REQUIRED ACTION: Provide the number of lines in the material containing the word "Helm", with nothing added.
[GIVEN DATA Boundary: Start]
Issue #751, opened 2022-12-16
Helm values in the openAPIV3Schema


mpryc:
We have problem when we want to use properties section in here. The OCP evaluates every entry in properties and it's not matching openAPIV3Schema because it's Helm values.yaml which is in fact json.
[GIVEN DATA Boundary: End]
RESULT OF THIS EXERCISE: 2